Après avoir étudié leurs contemporains en Europe, les explorateurs sont allés à la rencontre d’êtres humains aux physionomies et aux modes de vie méconnus, lors de grandes expéditions scientifiques menées en divers endroits du globe comme celles de Jules Dumont d’Urville dans les mers du Sud et en Océanie entre 1837 et 1840, et celle du prince Napoléon dans les mers du Nord en 1856. Cherchant à rendre compte, pour étude, de ces multiples types humains, les anthropologues empruntent alors aux artistes la technique du moulage en plâtre.
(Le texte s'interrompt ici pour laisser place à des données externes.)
PR #1297, opened 2024-03-14
OCD-4532 - Create/invite new ADMIN Cognito users that can login to CHPL

tmy1313:


src/app/pages/registration/register-user.jsx
```diff
@@ -82,6 +92,28 @@ function ChplRegisterUser(props) {
...
+          hash,
+          user: data,
+        };
+        networkService.createInvitedCognitoUser(packet)
+          .then((resp) => {
+            setMessage('Your account has been created.  A one-time password has been emailed to you.')
+            setState('success');
+          }, (error) => {
+            if (error.data.errorMessages) {
+              error.data.errorMessages.forEach((message) => {
```
andlar: If there are more than three messages, sending each one individually as a toast would mean that only the last three would be visible to the user, as the earlier ones get removed once we hit some number. I'd suggest joining these messages with something like `error.data.errorMessages.join('; ')` and then message something like "You have errors: `insert joined messages here`"

src/app/pages/organizations/onc-organizations/onc-organizations.jsx
```diff
@@ -139,7 +139,7 @@ function ChplOncOrganizations() {
         }
         break;
       case 'invite':
-        invite({ role: 'ROLE_ACB', emailAddress: payload.email, permissionObjectId: activeId }, {
+        invite({ role: 'chpl-onc-acb', emailAddress: payload.email, permissionObjectId: activeId }, {
```
andlar: Does this work? Will it work without turning the SSO system on?

src/app/components/user/users.jsx
```diff
@@ -58,16 +60,22 @@ function ChplUsers({ dispatch, roles, users: initialUsers }) {
   const $rootScope = getAngularService('$rootScope');
   const authService = getAngularService('authService');
   const networkService = getAngularService('networkService');
-  const { mutate } = usePutUser();
+  const { mutate } = usePutUser();7
```
andlar: Looks like a typo

src/app/components/user/cognito-user-invite.jsx
```diff
@@ -0,0 +1,133 @@
...
+    onSubmit: () => {
+      invite();
+    },
+    validationSchema,
+    validateOnChange: false,
+    validateOnMount: true,
+  });
+
+  return (
+    <ThemeProvider theme={theme}>
```
andlar: Shouldn't need this ThemeProvider here. This component is loaded in the users.jsx one, which is wrapped in the user-wrapper.jsx, that has the `<AppWrapper>` as it's root, which includes the theme

src/app/components/user/cognito-user-invite.jsx
```diff
@@ -0,0 +1,133 @@
...
+  formik = useFormik({
+    initialValues: {
+      email: '',
+    },
+    onSubmit: () => {
+      invite();
+    },
+    validationSchema,
+    validateOnChange: false,
+    validateOnMount: true,
```
andlar: I've been removing both of these defaults in the newer components. I don't think they provide a good user experience

src/app/components/user/cognito-user-invite.jsx
```diff
@@ -0,0 +1,133 @@
...
+import PersonAddIcon from '@material-ui/icons/PersonAdd';
+import EmailIcon from '@material-ui/icons/Email';
+import { arrayOf, func, string } from 'prop-types';
+import { useFormik } from 'formik';
+import * as yup from 'yup';
+
+import theme from '../../themes/theme';
+import { ChplDialogTitle, ChplTooltip, ChplTextField } from '../util';
+
+const useStyles = makeStyles(() => ({
```
andlar: I don't know why this is the format that we started with, but it's unnecessary. This has less code and still works:

```suggestion
const useStyles = makeStyles({
```

I think one of the parentheses on line 28 will need to be removed too

src/app/components/registration/cognito-user-create.jsx
```diff
@@ -0,0 +1,160 @@
...
+    onSubmit: () => {
+      create();
+    },
+    validationSchema,
+    validateOnChange: false,
+    validateOnMount: true,
+  });
+
+  return (
+    <ThemeProvider theme={theme}>
```
andlar: Same thing with ThemeProvider. This component is in the registerUser.jsx file, which already applies the themes

src/app/components/registration/cognito-user-create.jsx
```diff
@@ -0,0 +1,160 @@
...
+  Paper,
+  ThemeProvider,
+  Typography,
+  makeStyles,
+} from '@material-ui/core';
+import { useFormik } from 'formik';
+import * as yup from 'yup';
+
+import theme from '../../themes/theme';
+import { ChplTextField } from '../util';
```
andlar: We have an updated way of doing local (project specific) invites that removes the "relative directory" issue. This line can be replaced with:

```suggestion
import { ChplTextField } from 'components/util';
```

And if you take out the ThemeProvider I don't think you'll need the theme import either, but if you do:

```
import { theme } from 'themes';
```

kekey1 (dismissed):

src/app/components/registration/cognito-user-create.jsx
```diff
@@ -0,0 +1,159 @@
...
+    onSubmit: () => {
+      create();
+    },
+    validationSchema,
+    validateOnChange: false,
+    validateOnMount: true,
+  });
+
+  return (
+    <>
```
andlar: Shouldn't need this line. We use these when we need to group elements, but the only element inside this is a `<Paper>`, so this line can be removed

src/app/components/registration/cognito-user-create.jsx
```diff
@@ -0,0 +1,159 @@
+import React, { useContext, useState } from 'react';
+import {
+  func,
+} from 'prop-types';
+import {
+  Button,
+  Paper,
+  ThemeProvider,
```
andlar: I don't think this is being used

src/app/components/user/cognito-user-invite.jsx
```diff
@@ -0,0 +1,128 @@
...
+  DialogActions,
+  DialogContent,
+  makeStyles,
+} from '@material-ui/core';
+import PersonAddIcon from '@material-ui/icons/PersonAdd';
+import EmailIcon from '@material-ui/icons/Email';
+import { useFormik } from 'formik';
+import * as yup from 'yup';
+
+import theme from '../../themes/theme';
```
andlar: I don't think this is being used

src/app/components/user/cognito-user-invite.jsx
```diff
@@ -0,0 +1,128 @@
...
+import { ChplDialogTitle, ChplTooltip, ChplTextField } from '../util';
```
andlar: Should use the absolute import
```suggestion
import { ChplDialogTitle, ChplTooltip, ChplTextField } from 'components/util';
```

src/app/components/user/cognito-user-invite.jsx
```diff
@@ -0,0 +1,128 @@
...
+});
+
+const validationSchema = yup.object({
+  email: yup.string()
+    .required('Email is required')
+    .email('Enter a valid Email'),
+});
+
+function ChplCognitoUserInvite(props) {
+  const [open, setOpen] = React.useState(false);
```
andlar:
```suggestion
  const [open, setOpen] = useState(false);
```

You're already importing the `useState`. No need to prefix it with `React`, and we don't do that anywhere else

andlar (dismissed):

andlar (dismissed):

kekey1 (dismissed):

kekey1 (approved):

andlar (approved):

Véritables copies du vivant, les bustes ainsi réalisés, conservés au Musée de l'Homme, reproduisent fidèlement leurs visages et les traits observés

L'envolée des bustes, dans la galerie du Musée de L'Homme à Paris
L'envolée des bustes, dans la galerie du Musée de L'Homme à Paris
- MNHN - Jean-Christophe Domenech

Le corps exhibé

Paul Broca, père de l’anthropologie au Muséum national d'Histoire naturelle dira "Les voyageurs ne décideront pas toujours aisément les indigènes à se laisser mouler la tête. Il faut d'ailleurs une certaine habileté pour faire cette opération sur le vivant". Cette collection servait à faire toute une série de mesures sur les crânes humains notamment, car à l'époque, on pensait que le crâne et le cerveau étaient l'essence même de l'homme. Ces mesures servaient alors à établir une série typologique des crânes, et dévia vers une vision évolutionniste, au point de classer les différentes "races" sur une échelle de valeurs hiérarchiques, avec au sommet de cette liste : l'homme blanc.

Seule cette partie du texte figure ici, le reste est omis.